Data provided.
______________________________

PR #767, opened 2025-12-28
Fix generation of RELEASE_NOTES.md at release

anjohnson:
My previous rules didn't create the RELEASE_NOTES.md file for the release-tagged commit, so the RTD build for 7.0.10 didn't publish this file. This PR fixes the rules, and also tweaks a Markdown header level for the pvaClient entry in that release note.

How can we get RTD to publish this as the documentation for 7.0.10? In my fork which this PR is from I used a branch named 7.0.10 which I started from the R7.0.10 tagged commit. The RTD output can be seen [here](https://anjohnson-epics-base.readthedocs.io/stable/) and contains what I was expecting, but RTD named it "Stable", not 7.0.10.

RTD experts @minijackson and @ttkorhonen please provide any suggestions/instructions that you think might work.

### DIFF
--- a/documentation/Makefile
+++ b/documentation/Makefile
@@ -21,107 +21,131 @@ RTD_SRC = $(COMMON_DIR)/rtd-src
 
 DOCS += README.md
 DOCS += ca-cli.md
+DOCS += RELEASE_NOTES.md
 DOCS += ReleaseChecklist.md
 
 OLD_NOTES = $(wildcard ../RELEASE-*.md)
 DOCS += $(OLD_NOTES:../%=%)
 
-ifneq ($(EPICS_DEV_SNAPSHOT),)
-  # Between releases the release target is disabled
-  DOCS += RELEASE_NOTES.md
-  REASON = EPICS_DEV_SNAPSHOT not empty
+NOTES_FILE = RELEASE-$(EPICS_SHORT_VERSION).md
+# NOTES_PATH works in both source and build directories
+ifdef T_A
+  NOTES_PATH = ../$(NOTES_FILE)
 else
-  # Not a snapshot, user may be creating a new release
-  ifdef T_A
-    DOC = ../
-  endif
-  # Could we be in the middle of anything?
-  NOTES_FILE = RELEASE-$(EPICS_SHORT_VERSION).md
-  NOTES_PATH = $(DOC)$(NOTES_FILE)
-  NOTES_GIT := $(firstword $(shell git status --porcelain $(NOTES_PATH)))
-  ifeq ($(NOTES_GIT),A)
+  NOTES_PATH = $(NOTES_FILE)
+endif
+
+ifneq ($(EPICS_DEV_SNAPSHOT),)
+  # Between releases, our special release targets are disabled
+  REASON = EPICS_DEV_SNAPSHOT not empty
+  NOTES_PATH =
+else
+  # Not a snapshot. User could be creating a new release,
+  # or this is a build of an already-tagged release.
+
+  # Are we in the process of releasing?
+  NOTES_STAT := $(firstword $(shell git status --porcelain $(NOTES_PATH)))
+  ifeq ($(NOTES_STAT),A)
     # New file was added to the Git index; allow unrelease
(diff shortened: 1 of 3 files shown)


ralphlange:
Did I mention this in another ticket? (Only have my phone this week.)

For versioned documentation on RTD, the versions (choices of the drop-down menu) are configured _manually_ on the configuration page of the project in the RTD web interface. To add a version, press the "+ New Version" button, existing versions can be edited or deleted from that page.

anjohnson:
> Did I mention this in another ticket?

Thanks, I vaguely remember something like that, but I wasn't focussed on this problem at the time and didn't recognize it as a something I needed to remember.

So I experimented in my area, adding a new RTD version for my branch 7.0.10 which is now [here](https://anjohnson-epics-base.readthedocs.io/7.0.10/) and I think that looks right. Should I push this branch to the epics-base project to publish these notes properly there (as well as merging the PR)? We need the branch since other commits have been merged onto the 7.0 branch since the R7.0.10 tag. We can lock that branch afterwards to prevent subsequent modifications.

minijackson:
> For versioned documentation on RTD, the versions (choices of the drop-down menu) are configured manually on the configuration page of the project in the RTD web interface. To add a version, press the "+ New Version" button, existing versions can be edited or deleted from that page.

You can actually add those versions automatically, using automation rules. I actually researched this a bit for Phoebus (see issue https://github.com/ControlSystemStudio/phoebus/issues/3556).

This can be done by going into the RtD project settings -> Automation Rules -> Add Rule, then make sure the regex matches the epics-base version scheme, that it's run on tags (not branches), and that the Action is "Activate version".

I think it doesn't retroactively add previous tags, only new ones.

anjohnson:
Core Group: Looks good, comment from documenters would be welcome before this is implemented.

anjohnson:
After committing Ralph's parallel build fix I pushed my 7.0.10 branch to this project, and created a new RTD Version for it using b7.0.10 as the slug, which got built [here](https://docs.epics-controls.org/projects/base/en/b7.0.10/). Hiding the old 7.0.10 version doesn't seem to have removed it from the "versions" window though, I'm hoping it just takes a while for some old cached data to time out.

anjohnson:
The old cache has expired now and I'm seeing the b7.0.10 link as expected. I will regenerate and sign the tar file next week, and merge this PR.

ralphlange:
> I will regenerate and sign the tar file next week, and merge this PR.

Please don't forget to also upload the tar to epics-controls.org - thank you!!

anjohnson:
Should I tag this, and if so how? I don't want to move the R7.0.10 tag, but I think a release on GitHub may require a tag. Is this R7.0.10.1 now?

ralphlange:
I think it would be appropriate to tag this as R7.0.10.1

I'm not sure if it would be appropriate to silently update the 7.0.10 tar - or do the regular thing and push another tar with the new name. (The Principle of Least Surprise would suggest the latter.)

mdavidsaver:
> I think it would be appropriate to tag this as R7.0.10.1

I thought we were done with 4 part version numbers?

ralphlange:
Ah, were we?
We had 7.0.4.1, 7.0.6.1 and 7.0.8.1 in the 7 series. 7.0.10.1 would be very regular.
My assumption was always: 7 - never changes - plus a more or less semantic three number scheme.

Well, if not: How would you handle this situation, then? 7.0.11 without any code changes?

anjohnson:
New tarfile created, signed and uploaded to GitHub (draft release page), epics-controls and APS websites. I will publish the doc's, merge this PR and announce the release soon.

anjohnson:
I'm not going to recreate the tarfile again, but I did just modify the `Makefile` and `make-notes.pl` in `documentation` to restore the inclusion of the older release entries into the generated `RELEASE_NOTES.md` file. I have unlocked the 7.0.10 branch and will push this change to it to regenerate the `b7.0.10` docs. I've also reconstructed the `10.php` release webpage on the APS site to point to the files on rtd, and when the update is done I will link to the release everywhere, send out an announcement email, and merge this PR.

______________________________

Assigned task.
Pull out every line in the material above where "Should" occurs.

Exercise answer.
So I experimented in my area, adding a new RTD version for my branch 7.0.10 which is now [here](https://anjohnson-epics-base.readthedocs.io/7.0.10/) and I think that looks right. Should I push this branch to the epics-base project to publish these notes properly there (as well as merging the PR)? We need the branch since other commits have been merged onto the 7.0 branch since the R7.0.10 tag. We can lock that branch afterwards to prevent subsequent modifications.
Should I tag this, and if so how? I don't want to move the R7.0.10 tag, but I think a release on GitHub may require a tag. Is this R7.0.10.1 now?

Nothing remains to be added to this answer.